PR #5870, opened 2017-12-13
TLS certificates include public key size

### LINKED ISSUE #5804: Packetbeat TLS: Report the key size used for certificates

■ Work instruction
Without leaving anything out, quote all the data.

■ Output of the task
PR #5870, opened 2017-12-13
TLS certificates include public key size

### LINKED ISSUE #5804: Packetbeat TLS: Report the key size used for certificates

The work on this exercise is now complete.